Elle y rectifie le tir concernant certaines théories "populaires" propagées pendant (trop) longtemps, comme notamment celle qui veut que l'apprentissage d'une seconde langue mette en péril le développement naturel de l'intelligence d'un enfant ou serait source de "confusion mentale", de dyslexie, de sentiments de "déracinement " et même "troubles de la personnalité" ! C'est spécialement dans les pays monolinguistiques que de telles théories ont été défendues ou pour des raisons politiques, comme par exemple parmi les flamands nationalistes de droite.

Barbara Abdelilah-Bauer explique que la décision bien intentionnée des parents de ne plus parler leur langue d'origine afin de permettre à leur enfant d'apprendre la langue du pays où ils résident et où leur enfant fréquente l'école peut être erronée si elle interrompt le processus de consolidation de l'acquis de la 1ère langue.
À la question si l'on peut complètement oublier une langue, la réponse est oui.
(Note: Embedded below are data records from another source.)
Issue #5090, opened 2024-02-01
debugger still not working while test in browser mode


gezilinll:
### Describe the bug

I commit issue yesterday: https://github.com/vitest-dev/vitest/issues/5085 , but @sheremet-va closed it and mark it to duplicate to https://github.com/vitest-dev/vitest/issues/4497 .
I have tried ways of https://github.com/vitest-dev/vitest/issues/4497 metioned, but still not working, and I don't think they are same problem, please try my demo in Reproduction, it still can not debugger in browser mode, THANKS~

### Reproduction

https://github.com/gezilinll/vitest-browser-debugger

### System Info

```shell
System:
    OS: macOS 13.5.2
    CPU: (16) x64 Intel(R) Core(TM) i9-9880H CPU @ 2.30GHz
    Memory: 288.28 MB / 16.00 GB
    Shell: 5.9 - /bin/zsh
  Binaries:
    Node: 18.15.0 - ~/Library/Caches/fnm_multishells/56721_1706690459670/bin/node
    Yarn: 1.22.19 - ~/Library/Caches/fnm_multishells/56721_1706690459670/bin/yarn
    npm: 9.5.0 - ~/Library/Caches/fnm_multishells/56721_1706690459670/bin/npm
    pnpm: 7.30.0 - ~/Library/Caches/fnm_multishells/56721_1706690459670/bin/pnpm
  Browsers:
    Chrome: 121.0.6167.139
    Safari: 16.6
```

### Used Package Manager

pnpm

### Validations

- [X] Follow our [Code of Conduct](https://github.com/vitest-dev/vitest/blob/main/CODE_OF_CONDUCT.md)
- [X] Read the [Contributing Guidelines](https://github.com/vitest-dev/vitest/blob/main/CONTRIBUTING.md).
- [X] Read the [docs](https://vitest.dev/guide/).
- [X] Check that there isn't [already an issue](https://github.com/vitest-dev/vitest/issues) that reports the same bug to avoid creating a duplicate.
- [X] Check that this is a concrete bug. For Q&A open a [GitHub Discussion](https://github.com/vitest-dev/vitest/discussions) or join our [Discord Chat Server](https://chat.vitest.dev).
- [X] The provided reproduction is a [minimal reproducible example](https://stackoverflow.com/help/minimal-reproducible-example) of the bug.

AriPerkkio:
It's possible if you run Vitest in watch-mode and open browser's dev-tools.

[...]

PR #6433, opened 2024-09-01
feat(browser): support `--inspect`

AriPerkkio:
### Description

- Closes https://github.com/vitest-dev/vitest/issues/5090

Adds support for opening debugger session on Browser mode via `vitest --inspect --browser`. This is only supported in Chromium browsers with Playwright. 

[vitest-inspect.webm](https://github.com/user-attachments/assets/ad5a1afc-756e-4c0b-a2c2-db7c350f3ce4)

Support for `--inspect-brk`, where debugger stops at the first test file is possible but not yet implemented. There's some weird going on with source maps in browser mode. Let's leave that feature to separate PR.

### Tests

### Documentation

### Changesets

### DIFF
--- a/packages/browser/src/node/providers/playwright.ts
+++ b/packages/browser/src/node/providers/playwright.ts
@@ -71,6 +71,18 @@ export class PlaywrightBrowserProvider implements BrowserProvider {
         headless: options.headless,
       } satisfies LaunchOptions
 
+      if (this.ctx.config.inspector.enabled) {
+        // NodeJS equivalent defaults: https://nodejs.org/en/learn/getting-started/debugging#enable-inspector
+        const port = this.ctx.config.inspector.port || 9229
+        const host = this.ctx.config.inspector.host || '127.0.0.1'
+
+        launchOptions.args ||= []
+        launchOptions.args.push(`--remote-debugging-port=${port}`)
+        launchOptions.args.push(`--remote-debugging-address=${host}`)
+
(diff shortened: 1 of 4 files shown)


packages/browser/src/node/providers/playwright.ts
```diff
@@ -71,6 +71,18 @@ export class PlaywrightBrowserProvider implements BrowserProvider {
         headless: options.headless,
       } satisfies LaunchOptions
 
+      if (this.ctx.config.inspector.enabled) {
+        // NodeJS equivalent defaults: https://nodejs.org/en/learn/getting-started/debugging#enable-inspector
+        const port = this.ctx.config.inspector.port || 9229
+        const host = this.ctx.config.inspector.host || '127.0.0.1'
+
+        launchOptions.args ||= []
+        launchOptions.args.push(`--remote-debugging-port=${port}`)
```
sheremet-va, line 80: Does this work for all browsers? If not, do browsers just accept invalid args?

AriPerkkio: This works only on Chromium. Webkit seems to hang when this is passed. I'll add checks to `node/config/resolveConfig.ts` for browser+inspect and throw error when unsupported combination is used. 

Firefox has different flag, `--start-debugger-server=${port}`. I wasn't able to get my VSCode stop at correct lines with that one though so I'll leave it out of scope now.

sheremet-va (approved):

Mais, étrangement, sous hypnose, des personnes se sont mises à parler une langue "oubliée", ce qui s'explique par la morphologie et structures du cerveau.

L'auteure a publié également un ouvrage plus pratique "Guide à l'usage des parents d'enfants bilingues" (2012).

Il est rassurant de lire que les soi-disant "méfaits" du bi-ou trilinguisme reposent sur des préjugés sans fondement réel, comme de nombreux tests scientifiques ont démontré clairement. Au contraire, le bilinguisme peut favoriser des aptitudes intellectuelles et même littéraires. Dans ce contexte, elle cite le cas de l'écrivain israélien Aharon Appelfeld (décédé le mois dernier), qui à 13 ans en émigrant avait à apprendre une toute autre langue. Mission dont il s'est parfaitement bien acquitté à en juger par des oeuvres comme "Tsili" et "Histoire d'une vie".
Il y a aussi la propre expérience de Barbara Abdelilah-Bauer et ses 3 enfants trilingues.

En Néerlandais il existe un proverbe, qui rime d'ailleurs : "Je bent zovele malen man, als je talen spreken kan" , qui traduit donne : "Autant de langues vous parlez, autant de fois vous êtes un homme".